In a totally non-scientific vein, people in my life who have transitioned to a whole-foods way of eating with all or mostly plant foods tend to have more energy and feel better overall. Try it. Odds are, a whole-foods vegetarian diet, done right, will make both your body and your budget healthier.

Tomorrow, the well-intentioned question every vegetarian hears way too much: What about teh PROTEINZ?!?!?!?!

Oh NOES! Teh proteinz! Stay tuned…


2 Comments so far

  1. Walter Jeffries October 9th, 2008 5:12 pm

    Actually, we’re in Vermont, not Virginia – close alphabetically. :)

    As to the issue of the volume of a half pig, you’re right. Several solutions are available:

    1) We sell through local stores and many, perhaps most, of our customers get their humanely naturally raised, pastured pork from us that way, a few chops at a time, a pound of bacon, a couple of packages of our all natural hot dogs for a cookout.

    2) Spit a side with friends. This lets you save big through buying in volume and you also get all the extras like the soup bones, feet, head and such for soup stock.

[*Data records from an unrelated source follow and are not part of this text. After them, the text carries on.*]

PR #2599, opened 2024-01-29
Allow unlogged parameters in TOML files

nefrathenrici:
CloudMicrophysics parameter constructors do not log parameters that they use, triggering an error when logging parameter information in `src/solver/type_getters.jl`. 

This PR disables strict logging, allow unlogged parameter overrides with a warning.

To reproduce the bug, create a TOML file:
```
[rain_autoconversion_timescale]
value = 360
type = "float"
```
Then run:
```
import ClimaAtmos as CA
config = CA.AtmosConfig(Dict("toml" =>["toml/test.toml"], "precip_model" => "1M"))
```

### DIFF
--- a/src/solver/type_getters.jl
+++ b/src/solver/type_getters.jl
@@ -773,12 +773,13 @@ function get_simulation(config::AtmosConfig)
     end
 
     # Check that all set parameters have been used
+    # Strict logging temporarily disabled for compatibility with CloudMicrophysics overrides
     param_filepath =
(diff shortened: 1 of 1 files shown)


trontrytel:
Thank you. Hopefully we can switch it back on soon!

trontrytel (approved):

nefrathenrici:
> Thank you. Hopefully we can switch it back on soon!

At least this still warns, even if no one reads warnings!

    A half pig is about a cubic foot and a half of freezer space. That’s like six or eight half gallons of ice cream. :)


    Sugar Mountain Farm
    in the mountains of Vermont

  2. Laurel October 10th, 2008 1:05 pm

    Yikes! Sorry about the state mix-up–I’ve fixed that. Thanks also for your comment. I completely agree with both points, and I know several people in my CSA who are coming together to split beef shares. This is something I plan to address more in a future post about CSAs and Are you listed on their site?